• Aim of the exercise:
Below are the records; they must be reproduced verbatim.

Stored items
BEGIN

PR #3313, opened 2024-06-29
[Fix] Update WarriorArms.simc

nat986:
Fix typo : missing newline causing several actions, including sweeping strikes and cleave, to not be recommended during AOE action list.


Hekili:
Will fix and import manually.

PR #3390, opened 2024-07-26
TWW: Brewmaster update

Sarletor:
#3391 

**Brewmaster update for TWW
This PR contains updated APL and some QOL for priority**

Since the update was based on an old Lua file that was originally modified by me, so it may contain outdated abilities/auras that I hope won't affect APL.
No issues were noticed, but if anything, I will fix them as they come in.

Major improvements:
- Maximize damage toggle. Disabling can improve survivability if we want to use purifying brew even if combo buff is up.
- Added vivify setting to use it for self-healing if Vivacious Vivification buff is up so it can be used instantly


Hekili:
I'll merge but this isn't really updated for TWW as far as I can see.  New settings are cool.

Hekili (commented):
Approved.

PR #3540, opened 2024-08-25
Fix lua crash when Imminent Demise Slayer hero talent procs for Fury Warrior

mkaliaha:
applyDebuff local function is not directly available in RegisterCombatLogEvent callback
This caused lua crash: https://pastebin.com/EKyc2Xt5


Hekili:
Closing in lieu of a (slightly) more comprehensive fix.

Issue #3590, opened 2024-08-29
[REC] Arcane Mage Sunfury spellfire_spheres & rondurmancy & burden_of_power and Enhancement Shaman tempest_mael_count do not working correctly


AzuraZJ:
### Before You Begin

- [X] I confirm that I have downloaded the latest version of the addon.
- [X] I am not playing on a private server.
- [X] I checked for an [existing, open ticket](https://github.com/Hekili/hekili/labels/recommendation) for this issue and was not able to find one.
- [X] I edited the title of this issue (above) so that it describes the issue I am reporting.
- [X] I am reporting an issue with the default priority included with the specialization (imported or edited priorities are not supported).

### Describe the Issue

I found that some of hekili's parameters didn't work correctly, and it all happened with the hero talent. I only have one shaman and one mage, but due to the similarity of these two bugs, I think this type of problem should also appear in other classes.

As shown below, buff.xxx error happends on spellfire_spheres, rondurmancy, burden_of_power and tempest_mael_count.
All these bugs manifest themselves as:
1. Use the same buff id as wowhead (I don’t know if it is correct, but it is consistent)
2. Unable to identify whether the buff exists
3. Unable to obtain buff stacks

<img width="380" alt="屏幕截图(102)" src="https://github.com/user-attachments/assets/77a6e371-5b5f-4ff0-86b9-df6696311172">

### How to Reproduce

For spellfire_spheres and rondurmancy
1. Enter game login a arcane mage
2. Cast Arcane Barrage
3. Check buff.spellfire_spheres.stack and buff.rondurmancy.up info

For tempest_mael_count
1. Enter game login a enhancement shammy
2. Cast Lightning Bolt when u have Maelstrom Weapon
3. Check tempest_mael_count (It will always be 0)

### Snapshot (Link)
https://pastebin.com/dFzHETqY

syrifgit:
There does not need to be an error to get a snapshot: https://github.com/Hekili/hekili/wiki/Report-An-Issue#how-do-i-get-a-snapshot

AzuraZJ:
> There does not need to be an error to get a snapshot: https://github.com/Hekili/hekili/wiki/Report-An-Issue#how-do-i-get-a-snapshot

thx i will post a link here

Hekili:
[...]

PR #3602, opened 2024-08-30
Fix arcane mage Spellfire Spheres bug

AzuraZJ:
Add Spellfire Spheres to arcane mage aura list. It will fix some arcane mage bug.
Spellfire Spheres has two diffrent counter. 449400 for create a Sphere (stack up to 6) , 448604 is Sphere number.


AzuraZJ:
this should solve bug [https://github.com/Hekili/hekili/issues/3590](url)

Hekili (approved):

PR #1347, opened 2019-09-23
Address all existing lint warnings.

justinlittman:


justinlittman:
This will fix #172, as it addresses the last of the a11y warnings.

END

• Answer to the exercise:
PR #3313, opened 2024-06-29
[Fix] Update WarriorArms.simc

nat986:
Fix typo : missing newline causing several actions, including sweeping strikes and cleave, to not be recommended during AOE action list.


Hekili:
Will fix and import manually.

PR #3390, opened 2024-07-26
TWW: Brewmaster update

Sarletor:
#3391 

**Brewmaster update for TWW
This PR contains updated APL and some QOL for priority**

Since the update was based on an old Lua file that was originally modified by me, so it may contain outdated abilities/auras that I hope won't affect APL.
No issues were noticed, but if anything, I will fix them as they come in.

Major improvements:
- Maximize damage toggle. Disabling can improve survivability if we want to use purifying brew even if combo buff is up.
- Added vivify setting to use it for self-healing if Vivacious Vivification buff is up so it can be used instantly


Hekili:
I'll merge but this isn't really updated for TWW as far as I can see.  New settings are cool.

Hekili (commented):
Approved.

PR #3540, opened 2024-08-25
Fix lua crash when Imminent Demise Slayer hero talent procs for Fury Warrior

mkaliaha:
applyDebuff local function is not directly available in RegisterCombatLogEvent callback
This caused lua crash: https://pastebin.com/EKyc2Xt5


Hekili:
Closing in lieu of a (slightly) more comprehensive fix.

Issue #3590, opened 2024-08-29
[REC] Arcane Mage Sunfury spellfire_spheres & rondurmancy & burden_of_power and Enhancement Shaman tempest_mael_count do not working correctly


AzuraZJ:
### Before You Begin

- [X] I confirm that I have downloaded the latest version of the addon.
- [X] I am not playing on a private server.
- [X] I checked for an [existing, open ticket](https://github.com/Hekili/hekili/labels/recommendation) for this issue and was not able to find one.
- [X] I edited the title of this issue (above) so that it describes the issue I am reporting.
- [X] I am reporting an issue with the default priority included with the specialization (imported or edited priorities are not supported).

### Describe the Issue

I found that some of hekili's parameters didn't work correctly, and it all happened with the hero talent. I only have one shaman and one mage, but due to the similarity of these two bugs, I think this type of problem should also appear in other classes.

As shown below, buff.xxx error happends on spellfire_spheres, rondurmancy, burden_of_power and tempest_mael_count.
All these bugs manifest themselves as:
1. Use the same buff id as wowhead (I don’t know if it is correct, but it is consistent)
2. Unable to identify whether the buff exists
3. Unable to obtain buff stacks

<img width="380" alt="屏幕截图(102)" src="https://github.com/user-attachments/assets/77a6e371-5b5f-4ff0-86b9-df6696311172">

### How to Reproduce

For spellfire_spheres and rondurmancy
1. Enter game login a arcane mage
2. Cast Arcane Barrage
3. Check buff.spellfire_spheres.stack and buff.rondurmancy.up info

For tempest_mael_count
1. Enter game login a enhancement shammy
2. Cast Lightning Bolt when u have Maelstrom Weapon
3. Check tempest_mael_count (It will always be 0)

### Snapshot (Link)
https://pastebin.com/dFzHETqY

syrifgit:
There does not need to be an error to get a snapshot: https://github.com/Hekili/hekili/wiki/Report-An-Issue#how-do-i-get-a-snapshot

AzuraZJ:
> There does not need to be an error to get a snapshot: https://github.com/Hekili/hekili/wiki/Report-An-Issue#how-do-i-get-a-snapshot

thx i will post a link here

Hekili:
[...]

PR #3602, opened 2024-08-30
Fix arcane mage Spellfire Spheres bug

AzuraZJ:
Add Spellfire Spheres to arcane mage aura list. It will fix some arcane mage bug.
Spellfire Spheres has two diffrent counter. 449400 for create a Sphere (stack up to 6) , 448604 is Sphere number.


AzuraZJ:
this should solve bug [https://github.com/Hekili/hekili/issues/3590](url)

Hekili (approved):

PR #1347, opened 2019-09-23
Address all existing lint warnings.

justinlittman:


justinlittman:
This will fix #172, as it addresses the last of the a11y warnings.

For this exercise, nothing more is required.